Triangular inequality gives the result. \(\square\)

Remark 1

The proposed LNN is a realization of the time-dependent transport of the Id operator towards the operator T defined by: \(t \mapsto T^t\) for \(0\le t \le 1\), or equivalently: \(Y'(t)=\ln {(T)} Y(t), \, 0< t \le 1; Y(0) =Id.\)
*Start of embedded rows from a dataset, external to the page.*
PR #1696, opened 2019-08-19
Fix read_pixels when there are multiple contexts

### LINKED ISSUE #1695: PyQt5 screenshot uses entire window
One of my projects is a PyQt5 GUI that uses VisPy to show data on a canvas along with other widgets to control what's shown. I realized today that my functionality for taking a screenshot of the current canvas using vispy's `_screenshot` is now saving the entire application window. My guess is that this has to do with how PyQt5 draws all of its components with OpenGL now (compare to PyQt4) and our call to `glGetParameter(GL_VIEWPORT)` is now returning the whole window (x, y, width, height).

I came up with a small little workaround that let's my function work by passing `viewport` to `_screenshot`:

```
        geom = self.main_canvas.native.geometry()
        ratio = self.main_canvas.native.devicePixelRatio()
        geom = (geom.x(), geom.y(), geom.width(), geom.height())
        new_pos = self.main_canvas.native.mapTo(self.parent(), QPoint(0, 0))
        new_y = self.parent().height() - (new_pos.y() + geom[3])
        viewport = (new_pos.x() * ratio, new_y * ratio, geom[2] * ratio, geom[3] * ratio)
```

Where `self.parent()` is the main widget and `self.main_canvas` is the Vispy canvas.

I'm wondering if there is a way to turn this off with PyQt5. This is interesting considering that we (vispy) default to not sharing contexts in Qt5 applications.

djhoese:
Closes #1695.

The \(1-d\) Case with Non-equidistant Sampling Points and the Two-Neighbor Signed Distance Strategy

Let \(I \subset {\mathbb {R}}_+^*\) be a compact subset, \(\{ X_i\}_{i=1}^p\) the sampling points in I, \(h= \sup _{2\le i \le p} \vert X_{i} - X_{i-1}\vert\). For \(2\le i \le p-1\), let denote by:

$$\begin{aligned} {{\tilde{\varPhi }}}_i (x) = \left\{ \begin{array}{ll} \dfrac{x-X_{i-1}}{X_{i}-X_{i-1}} &{}\text { if } x \le X_{i} \\ \dfrac{X_{i+1}-x}{X_{i+1}-X_{i}} &{}\text { if } X_{i} \le x \\ \end{array} \right. \end{aligned}$$

the extended global Lagrange basis functions of degree one associated with the grid \(\{ X_i\}_{i=1}^p\). Define the signed distance \(d_S\) to \(\{ X_i\}_{i=1}^p\) by:

$$\begin{aligned} d_S(x) = \underset{1 \le i \le p}{Min }\vert x - {{\tilde{\varPhi }}}_i(x) \vert \, \forall x \in I. \end{aligned}$$

The two nearest neighbors for the signed distance of \(X \in I\) are the two end points of the interval \([X_{i-1}, X{_i}]\) of which X belongs to.

Definition 4

(input contribution for irregular grid) For all \(X \in I\), the p-vector components \(\left( \varPhi _1(X), \ldots , \varPhi _p(X) \right) ^t\) are the X barycentric coordinates of the two nearest neighbors for the signed distance in \(\{ X_i\}_{i=1}^p\) completed by zero.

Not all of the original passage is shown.